### What the exercise asks
Up to and including the line with "Issue #169, opened 2017-12-20", copy the records below exactly from their first line.

### Exercise inputs
PR #160, opened 2017-12-14
Fix WebsocketClient typescript definition

iffy:


GreyEcologist:
Is this why wires are taking forever to appear on GDAX? If not is there a ticket or PR someone is working and needs help with. With the support team being non-existent, ill-equipped and/or incompetent, I'd love to resolve the issue myself if I can. So, if someone can point me in the right direction of what the hell is going with bank wires, I would really appreciate it.

iffy:
@GreyEcologist This change has nothing to do with delays; just with the TypeScript definition for the Websocket-related code.

fb55:
Thanks a lot @iffy!

Issue #169, opened 2017-12-20
TypeScript definition for WebsocketClient doesn't match the actual arguments


ncallaway:
The exported TypeScript definition for the constructor of WebsocketClient only declares a single argument of `productIds`. The actual constructor takes several arguments, including `productIDs`, `websocketURI`, `auth`, and an object describing the channels to subscribe to.

**TypeScript Definition**
https://github.com/coinbase/gdax-node/blob/9a59db269857d10cb449c44cd6a0f51c630abd5c/index.d.ts#L243

```
    export class WebsocketClient {
        constructor(productIds: string[]);

        on(event: 'message', eventHandler: (data) => void);
        on(event: 'error', eventHandler: (err) => void);
        on(event: 'open', eventHandler: () => void);
        on(event: 'close', eventHandler: () => void);
    }
```

**Websocket Constructor**

https://github.com/coinbase/gdax-node/blob/9a59db269857d10cb449c44cd6a0f51c630abd5c/lib/clients/websocket.js#L13

 ```
 constructor(
    productIDs,
    websocketURI = 'wss://ws-feed.gdax.com',
    auth = null,
    { heartbeat = false, channels = null } = {}
  )
```

**Expected Behavior**
When using TypeScript, we should be able to construct a WebSocket client that can pass in the necessary parameters, including `websocketURI`, `auth`, `heartbeat` and `channels`.

Example:
```
const establishedSocket = new Gdax.WebsocketClient(
      ["BTC-USD"],
      api.wsEndpoint,
      { key: sandbox.key, secret: sandbox.secret, passphrase: sandbox.passphrase },
      { channels: ["ticker", "user"] }
    );
```

**Actual Behavior**
When using TypeScript, if any parameters aside from `productIDs` are provided, a TypeScript compile error occurs.

Error:
`TS2554: Expected 1 arguments, but got 4.`

**Proposed Fix**
Update the TypeScript definition to match the actual constructor of the WebsocketClient. I'll have a pull request available with this proposed fix shortly.

ncallaway:
This issue would also be addressed by pull request #160.

fb55:
Fixed in #160

PR #170, opened 2017-12-21
Update TypeScript declarations for WebsocketClient

ncallaway:
This updates the TypeScript declarations for the WebsocketClient to match the constructor that's available in javascript.

This is a proposed resolution to Issue #169.

I didn't see any existing mechanism for testing these type declarations, so I didn't add any tests for this. If there is a mechanism for testing type declarations, please let me know and I'll add tests.

All arguments were named to match the names in the javascript WebsocketClient constructor. The only exception is the `channels` argument, which is not specifically named in the javascript as it's an anonymous destructured object. I simply went with the name that seemed to best describe the object itself.


ncallaway:
I didn't see the other pull request that resolves this issue by iffy here at #160 . If that pull request is accepted, please feel free to close this pull request.

index.d.ts
```diff
@@ -239,8 +239,24 @@ declare module 'gdax' {
         getTrailingVolume(): Promise<any>;
     }
 
+    export interface WebsocketAuthentiation {
```
wingrunr21: You are missing a `c` in `Authentication`

wingrunr21:
Thanks for this! I was just getting ready to fork/PR to fix this.

ncallaway:
Good catch on the spelling! At least it was consistent ;)

fb55:
@mcallaway Sorry, didn’t see this before merging the other one. This seems a bit more complete, would be happy to merge after a rebase!

index.d.ts
```diff
@@ -239,8 +239,24 @@ declare module 'gdax' {
...
+        secret: string,
+        passphrase: string
+    }
+
+    export interface WebsocketChannels {
+        heartbeat?: boolean,
+        channels?: string[],
+    }
+
     export class WebsocketClient {
```
itajaja: shouldn't this extend `EventEmitter`? `@types/node` would have to be installed

PR #177, opened 2017-12-25
Simplify OrderbookSync constructor signature

rmm5t:
This is a direct follow-up to https://github.com/coinbase/gdax-node/pull/151#issuecomment-348232843

- Adds a `checkAuth()`  utility function to ensure an `auth` object contains `key`, `secret`, and `passphrase`
- Simplifies `OrderbookSync` constructor to take auth object instead of a full `AuthenticatedClient` instance

This is still backwards compatible with the old constructor signature, because `AuthenticatedClient` has the same `key`, `secret`, and `passphrase` properties.

/cc @fb55

### DIFF
--- a/lib/orderbook_sync.js
+++ b/lib/orderbook_sync.js
@@ -1,6 +1,8 @@
 const WebsocketClient = require('./clients/websocket.js');
+const AuthenticatedClient = require('./clients/authenticated.js');
 const PublicClient = require('./clients/public.js');
 const Orderbook = require('./orderbook.js');
+const Utils = require('./utilities.js');
 
 // Orderbook syncing
 class OrderbookSync extends WebsocketClient {
@@ -8,17 +10,26 @@ class OrderbookSync extends WebsocketClient {
     productIDs,
     apiURI = 'https://api.gdax.com',
     websocketURI = 'wss://ws-feed.gdax.com',
-    authenticatedClient = null,
+    auth = null,
     { heartbeat = false } = {}
   ) {
-    super(productIDs, websocketURI, authenticatedClient, { heartbeat });
+    super(productIDs, websocketURI, auth, { heartbeat });
     this.apiURI = apiURI;
-    this.authenticatedClient = authenticatedClient;
+    this.auth = Utils.checkAuth(auth);
 
     this._queues = {}; // []
     this._sequences = {}; // -1
     this._public_clients = {};
     this.books = {};
+
+    if (this.auth.secret) {
+      this._authenticatedClient = new AuthenticatedClient(
+        this.auth.key,
+        this.auth.secret,
+        this.auth.passphrase,
+        this.apiURI
+      );
+    }
 
     this.productIDs.forEach(productID => {
       this._queues[productID] = [];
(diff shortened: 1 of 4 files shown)


tests/orderbook_sync.spec.js
```diff
@@ -147,18 +141,17 @@ suite('OrderbookSync', () => {
     });
   });
 
-  test('emits an error event on error (with AuthenticatedClient)', done => {
```
fb55: Could one of these still use an authenticated client, to ensure we don't break backwards compatibility?

lib/orderbook_sync.js
```diff
@@ -1,25 +1,36 @@
...
-    this.authenticatedClient = authenticatedClient;
+    this.auth = Utils.checkAuth(auth);
 
     this._queues = {}; // []
     this._sequences = {}; // -1
     this._public_clients = {};
     this.books = {};
 
+    if (this.auth.secret) {
+      this._authenticatedClient = new AuthenticatedClient(
```
fb55: Can this default to `auth` if it already is an instance of `AuthenticatedClient`?

tests/orderbook_sync.spec.js
rmm5t: Personally, I don't think we should have tests for that, because we're moving forward with the API. The benefit of previously changing the `AuthenticatedClient` properties and the backwards compatibility that comes with it is _**just a nice and elegant side effect**_ . Backwards compatibility guarantees can be good sometimes, but they can also hold things back long-term. 

Nonetheless, with that off my chest, **I'm happy to add an extra test with `AuthenticatedClient` if would make you feel more comfortable.** I'm just not sure this is the correct place to test that `AuthenticatedClient` quacks like an `auth` payload object of `{ key, secret, passphrase }`.

lib/orderbook_sync.js
rmm5t: I vote note. For the same reasons as above. We should not be making side-effect assumptions about the passed object, aside from the fact that it quacks like a `{ key, secret, passphrase }` object. Otherwise, the project opens itself to a world of forwards compatibility issues and limitations down the road. 

i.e. "Optimizations" like this only yield future maintenance problems. There's almost zero overhead to having an extra `AuthenticatedClient` instance. 

e.g. If we did reuse the passed-in `AuthenticationClient`, the `apiURI` argument passed to the `OrderbookSync` constructor would then be ignored, and you'd end up with unintended consequences of talking to the wrong endpoint.

tests/orderbook_sync.spec.js
rmm5t: An extra test using an instance of `AuthenticatedClient` was just added via 09be1e8.

fb55:
Awesome, thanks a lot!

blair:
It appears to me that this commit goes in the opposite direction of dependency injection: https://en.wikipedia.org/wiki/Dependency_injection . Normally, one passes in all the objects that an object needs in its constructor and constructors don't construct other objects. It's ok to have to build an AuthenticatedClient and then pass it to a OrderbookSync even if the code is a little longer.

This principle also makes it easier to pass in mock objects if one wanted to. Having a constructor construct objects itself removes this possibility.

If you're concerned about the two URIs being out of sync, then just drop the URI argument.

Unless there's something I'm missing, I suggest reverting this commit and only taking a PublicClient instance (which should have AuthenticatedClient as a sublcass, but that doesn't look like it was fixed until a week ago in https://github.com/coinbase/gdax-node/commit/60f8014007b15451c816e1714fdd2704c92e30b9 ). So wait until gdax-tt upgrades to the latest gdax.

PR #180, opened 2017-12-27
Remove disclaimers from README

rmm5t:
**Extracted from PR #83**

- Disclaimers are already covered by the official MIT LICENSE
- Semantic versioning isn't a feature; it's an expectation of all good software libraries. 

/cc @fb55


fb55:
Awesome, thanks a lot!

PR #181, opened 2017-12-27
Update gitignore and CircleCI node version

rmm5t:
- Adds `yarn.lock` and `.node-version` to `.gitignore` (two common tools that people use, but the config files don't belong in the repository for a shared library)
- Updates `circle.yml` to rely on latest Node v6 LTS version (v6.12.2)

/cc @fb55


fb55:
Nice!

PR #4630, opened 2024-12-13
rpc: Support handlers of any arity

ellismg:
Previously, we had of hand written adapters that allowed exposing go functions over our JSON-RPC boundary.  Changes to the number of arguments or return values would require changes to the adapter used (or writing a new adapter by copy/pasting an existing one).

Now, we have a single `NewHandler` which allows exposing arbitrary go functions over the RPC boundary (as long as the follow some rules, like taking a `context.Context` as the first paremeter, and returning a value and `error` or just an `error`.

As part of this change, the `IObserver` type is now called `Observer` and it is passed by reference instead of value in signatures.

### DIFF
--- a/cli/azd/internal/vsrpc/aspire_service.go
+++ b/cli/azd/internal/vsrpc/aspire_service.go
@@ -28,7 +28,7 @@ func newAspireService(server *Server) *aspireService {
 // GetAspireHostAsync is the server implementation of:
 // ValueTask<AspireHost> GetAspireHostAsync(Session session, string aspireEnv, CancellationToken cancellationToken).
 func (s *aspireService) GetAspireHostAsync(
-	ctx context.Context, rc RequestContext, aspireEnv string, observer IObserver[ProgressMessage],
+	ctx context.Context, rc RequestContext, aspireEnv string, observer *Observer[ProgressMessage],
 ) (*AspireHost, error) {
 	session, err := s.server.validateSession(rc.Session)
 	if err != nil {
@@ -65,7 +65,7 @@ func (s *aspireService) GetAspireHostAsync(
 // RenameAspireHostAsync is the server implementation of:
 // ValueTask RenameAspireHostAsync(Session session, string newPath, CancellationToken cancellationToken).
 func (s *aspireService) RenameAspireHostAsync(
-	ctx context.Context, rc RequestContext, newPath string, observer IObserver[ProgressMessage],
+	ctx context.Context, rc RequestContext, newPath string, observer *Observer[ProgressMessage],
 ) error {
 	_, err := s.server.validateSession(rc.Session)
 	if err != nil {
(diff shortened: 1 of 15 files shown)


cli/azd/internal/vsrpc/aspire_service.go
```diff
@@ -28,7 +28,7 @@ func newAspireService(server *Server) *aspireService {
 // GetAspireHostAsync is the server implementation of:
 // ValueTask<AspireHost> GetAspireHostAsync(Session session, string aspireEnv, CancellationToken cancellationToken).
 func (s *aspireService) GetAspireHostAsync(
-	ctx context.Context, rc RequestContext, aspireEnv string, observer IObserver[ProgressMessage],
+	ctx context.Context, rc RequestContext, aspireEnv string, observer *IObserver[ProgressMessage],
```
ellismg, line 31: It's non-obvious from the diff why I went and did this.  The issues that IObserver needs some special attention during unmarshalling.  The way that works is we have an internal interface:

```go
// connectionObserver is an interface that can be implemented by types that want to be notified when they are deserialized
// during a JSON RPC call.
type connectionObserver interface {
	attachConnection(c jsonrpc2.Conn)
}
```

When we unmarshall arguments, we check to see if the type we unmarshalled to implements this interface and if so, we call it.  IObserver's implementation of the method stores the connection so it can send messages to it later, as items are emitted.

The interface is implemented on `*IObserver[T]` not `IObserver[T]`.

The old version of `unmarshalArg` handled this by adding a level of indirection on thet ype during interface checking:

```go
	if v, ok := (any(&arg)).(connectionObserver); ok {
		v.attachConnection(conn)
	}
```

But it felt cleaner to not do this extra level of indirection in the new version and instead ensure the argument was just `*IObserver[T]`.

ellismg: I can image that we could also do both - check to see if T and *T implement the interface, (preferring one if both are there) and calling the function.

weikanglim: The current change looks more idiomatic to me; the old indirection does look a little weird.

weikanglim (approved):
LGTM!

cli/azd/internal/vsrpc/aspire_service.go
wbreza: From looking at the code I see that `IObserver[T]` is actually a struct and not an interface which I would have expected giving the name.  I would consider renaming this to just `Observer[T]` to avoid this initial confusion.  I was further confused by seeing the pointer reference to the assumed interface making me think of pointer to a pointer initially.

wbreza (approved):
Looks good! The only recommendation I have to rename the `IObserver` to `Observer` so that people don't get confused and think it is an interface when it actually is a struct.

Issue #4075, opened 2024-07-05
[Issue] -o is available, but not in help.


jongio:
Many commands support the -o parameter to allow the user to select an output format.  But when you run -h on commands you don't see -o as an option:

![image](https://github.com/Azure/azure-dev/assets/2163001/2752612f-d921-4c3b-9ed5-88a0429a4df0)

weikanglim:
From https://github.com/Azure/azure-dev-pr/pull/1491 [rich view](https://github.com/Azure/azure-dev-pr/blob/496c456ca0e37a3fdb3097851b050c745aecd7c9/docs/specs/3-13-2023-commands-fit-n-finsh.md), there were some unresolved follow-ups with regards to `--output` flag before the product team was comfortable making this available.

Back then, I had some initial reservations about `--output` being applied as a general pattern here, and would prefer `--json` for JSON output. Generally speaking, most commands do not actually produce meaningful output for formatting purposes. I do also find the naming of `none` output to perhaps be less self-documenting in nature.

If we were to move in any direction here, I'd recommend having a product member to do a quick review of the current usage and take in community input to make a quick proposal as short feature work.

spboyer:
The `-o/--output` flag is intentionally hidden from help text via `MarkHidden` in `cli/azd/pkg/output/parameter.go:30`. The flag works for commands that support it (e.g., `azd env list -o json`), but is hidden from general help to reduce noise — not all commands support structured output.

Closing as by-design.

PR #4656, opened 2025-01-02
Do not hide `--output` Flag in help

Menghua1:
Fix issue https://github.com/Azure/azure-dev/issues/4075.

Commented out the `_ = f.MarkHidden(outputFlagName)` line in the `AddOutputFlag` function to ensure the `-o` flag is no longer hidden.
The `-o` flag is now correctly listed in the command help, making it easier for users to discover and use it.

### DIFF
--- a/cli/azd/pkg/output/parameter.go
+++ b/cli/azd/pkg/output/parameter.go
@@ -25,7 +25,7 @@ func AddOutputFlag(f *pflag.FlagSet, s *string, supportedFormats []Format, defau
 	description := fmt.Sprintf("The output format (the supported formats are %s).", strings.Join(formatNames, ", "))
 	f.StringVarP(s, outputFlagName, "o", string(defaultFormat), description)
 	//preview:flag hide --output
-	_ = f.MarkHidden(outputFlagName)
+	// _ = f.MarkHidden(outputFlagName)
 
 	// Only error that can occur is "flag not found", which is not possible given we just added the flag on the previous line
 	_ = f.SetAnnotation(outputFlagName, supportedFormatterAnnotation, formatNames)


wbreza:
I believe that one of the reasons we decided to hide the `--output / -o` flag was because we were hesitant to lock-in on the format/schema of responses when using `json` output option.

@rajeshkamal5050 / @weikanglim  to add any more context. here.

cli/azd/cmd/testdata/TestUsage-azd-infra-synth.snap
```diff
@@ -7,6 +7,7 @@ Usage
 Flags
     -e, --environment string 	: The name of the environment to use.
         --force              	: Overwrite any existing files without prompting
+    -o, --output string      	: The output format (the supported formats are none).
```
weikanglim, line 10: This is a negative UX impact -- we're offering a flag that doesn't change the behavior of the command.

weikanglim:
@wbreza I believe you are indeed quite right, and I would encourage some discussion on the issue before proceeding forward here.

ellismg:
A plus one to the history here - another thing that we should be mindful of if/when we land this is the fact that we "none" here to mean "normal human readable output" but I expect almost anyone would think that `-o none` would be something like passing `> /dev/null` to the command (i.e. silence the output).

The formatting stuff is one of the things that we built early on thinking we might use it in a more uniform and general way (similar to how `az` does stuff (that's also something that pushed us towards the table formatting)) but since then we've focused more on the interactive UX and less as azd as a general purpose tool for scripting.  A few commands like `azd show` we really think about the `--output json` format because we expect them to be in tooling scenarios, but for most commands we really only think about the interactive experience.

It may make sense over time to shift the mindset from "every command results in an object which can be rendered in a bunch of different formats (like `az`) and towards a most commands write output for humans, not tools, and the few that have tool driven counterparts have `--json` or something to control JSON formatting vs trying to model it as a general purpose output stream formatting problem that hits every command.

vhvb1989:
What if we make the `--output` flag an alpha thing? Then folks can expect the output to change at some time.  
I think that would be a little better than hiding the flag.

Also, let's make azd to add the flag only when there is at least 2 formats supported and not when format `none` is the only one.
The help string should also handle one format v/s more than one like:
- "Supports JSON output format"  for when only supporting none and JSON
- "Supports JSON and table formats" for when supporting none, JSON and table.

Issue #4503, opened 2024-10-30
aspire: Support Shared Infrastructure Generated By Apphost


ellismg:
In Aspire 8, `azd` was responsible for all infrastructure generation for an Aspire Application.  With Aspire 9 and the introduction of the Azure Provisioning set of packages, it is now possible for the App Host to generate the IaC for the container app for a given project and provide that to `azd` for deployment.  This allows Aspire developers to customize features of the container app in C# code instead of directly via bicep/yaml via `infra synth`.  This support was delivered as the `project.v1` resource type.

### Finished task
PR #160, opened 2017-12-14
Fix WebsocketClient typescript definition

iffy:


GreyEcologist:
Is this why wires are taking forever to appear on GDAX? If not is there a ticket or PR someone is working and needs help with. With the support team being non-existent, ill-equipped and/or incompetent, I'd love to resolve the issue myself if I can. So, if someone can point me in the right direction of what the hell is going with bank wires, I would really appreciate it.

iffy:
@GreyEcologist This change has nothing to do with delays; just with the TypeScript definition for the Websocket-related code.

fb55:
Thanks a lot @iffy!

Issue #169, opened 2017-12-20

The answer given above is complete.